* TASK PROMPT *
Which of the lines below contain the string "jobs"? Pull each one out of the data.
# # #
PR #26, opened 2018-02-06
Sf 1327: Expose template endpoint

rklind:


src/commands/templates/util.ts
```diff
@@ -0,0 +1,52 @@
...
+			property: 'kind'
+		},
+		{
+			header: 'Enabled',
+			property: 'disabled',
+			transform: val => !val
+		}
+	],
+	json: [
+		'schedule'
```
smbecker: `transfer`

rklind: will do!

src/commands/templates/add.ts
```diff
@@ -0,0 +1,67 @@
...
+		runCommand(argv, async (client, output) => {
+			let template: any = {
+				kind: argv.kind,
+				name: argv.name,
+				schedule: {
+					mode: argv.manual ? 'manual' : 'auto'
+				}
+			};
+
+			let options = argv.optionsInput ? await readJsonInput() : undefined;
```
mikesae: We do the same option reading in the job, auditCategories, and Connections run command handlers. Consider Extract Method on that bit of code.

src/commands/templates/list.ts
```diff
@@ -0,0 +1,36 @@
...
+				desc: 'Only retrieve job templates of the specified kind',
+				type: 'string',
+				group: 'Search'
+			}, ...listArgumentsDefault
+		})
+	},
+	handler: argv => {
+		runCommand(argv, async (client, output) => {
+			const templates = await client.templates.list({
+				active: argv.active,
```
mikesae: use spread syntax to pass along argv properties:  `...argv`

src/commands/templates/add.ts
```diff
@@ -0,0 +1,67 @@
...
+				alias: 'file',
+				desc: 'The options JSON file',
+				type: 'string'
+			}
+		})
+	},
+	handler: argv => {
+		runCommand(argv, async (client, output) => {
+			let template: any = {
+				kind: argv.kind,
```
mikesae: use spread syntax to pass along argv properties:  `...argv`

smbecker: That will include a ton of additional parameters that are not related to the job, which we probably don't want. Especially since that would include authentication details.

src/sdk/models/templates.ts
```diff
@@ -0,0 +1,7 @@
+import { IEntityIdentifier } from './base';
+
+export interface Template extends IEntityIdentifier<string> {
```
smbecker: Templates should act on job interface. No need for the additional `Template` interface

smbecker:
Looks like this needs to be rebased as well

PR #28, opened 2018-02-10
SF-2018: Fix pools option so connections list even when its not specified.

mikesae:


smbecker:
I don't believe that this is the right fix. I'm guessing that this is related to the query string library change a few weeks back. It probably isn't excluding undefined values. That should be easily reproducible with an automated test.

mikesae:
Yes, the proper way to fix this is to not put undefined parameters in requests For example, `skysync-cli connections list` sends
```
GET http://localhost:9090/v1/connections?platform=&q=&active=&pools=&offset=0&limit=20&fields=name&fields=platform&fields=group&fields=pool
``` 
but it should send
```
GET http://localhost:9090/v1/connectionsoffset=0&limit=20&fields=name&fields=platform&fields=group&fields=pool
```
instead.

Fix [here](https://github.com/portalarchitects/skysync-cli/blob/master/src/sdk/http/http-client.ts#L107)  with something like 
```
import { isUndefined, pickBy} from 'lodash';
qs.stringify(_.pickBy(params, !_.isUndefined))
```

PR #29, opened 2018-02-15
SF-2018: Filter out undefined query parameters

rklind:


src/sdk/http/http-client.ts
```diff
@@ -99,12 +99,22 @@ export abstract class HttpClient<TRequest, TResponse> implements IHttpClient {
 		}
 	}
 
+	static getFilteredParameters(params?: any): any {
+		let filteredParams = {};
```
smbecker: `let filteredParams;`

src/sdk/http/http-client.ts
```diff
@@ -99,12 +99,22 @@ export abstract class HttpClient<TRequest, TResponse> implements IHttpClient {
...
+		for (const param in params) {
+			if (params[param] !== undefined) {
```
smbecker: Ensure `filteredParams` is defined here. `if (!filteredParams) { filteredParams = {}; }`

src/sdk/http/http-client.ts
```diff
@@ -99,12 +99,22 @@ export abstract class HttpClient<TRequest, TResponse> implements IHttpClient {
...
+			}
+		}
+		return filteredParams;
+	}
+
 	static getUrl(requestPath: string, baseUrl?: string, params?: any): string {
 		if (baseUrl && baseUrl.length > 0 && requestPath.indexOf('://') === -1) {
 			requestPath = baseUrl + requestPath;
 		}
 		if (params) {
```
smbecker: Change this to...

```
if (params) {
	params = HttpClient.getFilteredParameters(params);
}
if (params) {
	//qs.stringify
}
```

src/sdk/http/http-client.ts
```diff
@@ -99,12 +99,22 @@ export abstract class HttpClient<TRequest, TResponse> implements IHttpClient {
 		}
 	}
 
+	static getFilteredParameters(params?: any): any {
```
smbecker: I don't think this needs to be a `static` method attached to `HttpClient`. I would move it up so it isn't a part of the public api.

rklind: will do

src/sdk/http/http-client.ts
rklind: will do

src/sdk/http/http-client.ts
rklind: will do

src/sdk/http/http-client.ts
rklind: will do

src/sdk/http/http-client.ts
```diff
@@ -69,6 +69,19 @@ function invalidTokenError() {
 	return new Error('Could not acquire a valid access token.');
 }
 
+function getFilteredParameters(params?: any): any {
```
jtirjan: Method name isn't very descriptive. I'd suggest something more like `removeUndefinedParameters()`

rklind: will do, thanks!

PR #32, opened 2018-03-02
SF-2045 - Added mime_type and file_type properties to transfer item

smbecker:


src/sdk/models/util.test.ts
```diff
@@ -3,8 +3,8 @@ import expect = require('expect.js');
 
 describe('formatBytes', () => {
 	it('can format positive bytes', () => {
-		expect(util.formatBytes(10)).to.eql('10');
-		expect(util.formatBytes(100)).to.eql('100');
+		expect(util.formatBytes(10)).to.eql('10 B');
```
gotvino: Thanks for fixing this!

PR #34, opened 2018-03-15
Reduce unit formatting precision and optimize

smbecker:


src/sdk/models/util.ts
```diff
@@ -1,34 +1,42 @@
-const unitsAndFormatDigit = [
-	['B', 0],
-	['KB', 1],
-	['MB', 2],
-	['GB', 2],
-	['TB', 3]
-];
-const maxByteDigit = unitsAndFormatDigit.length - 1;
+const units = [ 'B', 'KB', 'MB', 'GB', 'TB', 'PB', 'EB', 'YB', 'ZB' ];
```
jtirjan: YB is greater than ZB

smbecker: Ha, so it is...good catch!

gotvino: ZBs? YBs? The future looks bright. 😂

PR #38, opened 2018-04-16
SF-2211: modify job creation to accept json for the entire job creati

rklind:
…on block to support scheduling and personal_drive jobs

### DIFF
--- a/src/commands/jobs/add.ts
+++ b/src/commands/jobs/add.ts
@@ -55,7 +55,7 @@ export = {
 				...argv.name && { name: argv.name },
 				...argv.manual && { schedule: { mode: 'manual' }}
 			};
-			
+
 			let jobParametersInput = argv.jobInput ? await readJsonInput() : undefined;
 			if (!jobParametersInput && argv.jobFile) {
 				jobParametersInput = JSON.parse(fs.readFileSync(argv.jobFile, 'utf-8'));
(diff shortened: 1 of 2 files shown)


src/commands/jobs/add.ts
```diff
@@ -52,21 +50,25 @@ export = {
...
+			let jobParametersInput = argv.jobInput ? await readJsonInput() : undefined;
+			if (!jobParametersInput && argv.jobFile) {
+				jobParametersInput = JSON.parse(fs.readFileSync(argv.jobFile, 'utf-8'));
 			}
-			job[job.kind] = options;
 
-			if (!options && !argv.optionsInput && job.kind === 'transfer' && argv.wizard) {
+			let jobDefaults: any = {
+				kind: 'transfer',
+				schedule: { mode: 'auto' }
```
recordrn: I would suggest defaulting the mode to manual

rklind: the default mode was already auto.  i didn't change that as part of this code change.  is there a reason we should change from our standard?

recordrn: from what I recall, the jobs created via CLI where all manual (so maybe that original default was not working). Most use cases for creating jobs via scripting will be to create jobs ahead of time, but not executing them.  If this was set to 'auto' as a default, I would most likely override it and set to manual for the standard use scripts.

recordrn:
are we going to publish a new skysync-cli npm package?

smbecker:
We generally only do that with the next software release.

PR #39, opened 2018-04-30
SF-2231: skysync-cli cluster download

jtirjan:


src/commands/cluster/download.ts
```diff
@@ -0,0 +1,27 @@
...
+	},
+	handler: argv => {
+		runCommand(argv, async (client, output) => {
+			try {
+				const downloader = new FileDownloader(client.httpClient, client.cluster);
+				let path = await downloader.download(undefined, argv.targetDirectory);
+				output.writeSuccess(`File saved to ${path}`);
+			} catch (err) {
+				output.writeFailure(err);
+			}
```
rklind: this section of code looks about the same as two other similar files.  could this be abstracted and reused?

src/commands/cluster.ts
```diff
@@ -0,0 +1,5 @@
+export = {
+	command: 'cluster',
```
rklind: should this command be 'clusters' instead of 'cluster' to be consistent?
# # #
* SOLUTION TO THIS EXERCISE *
…on block to support scheduling and personal_drive jobs
--- a/src/commands/jobs/add.ts
+++ b/src/commands/jobs/add.ts
src/commands/jobs/add.ts
recordrn: from what I recall, the jobs created via CLI where all manual (so maybe that original default was not working). Most use cases for creating jobs via scripting will be to create jobs ahead of time, but not executing them.  If this was set to 'auto' as a default, I would most likely override it and set to manual for the standard use scripts.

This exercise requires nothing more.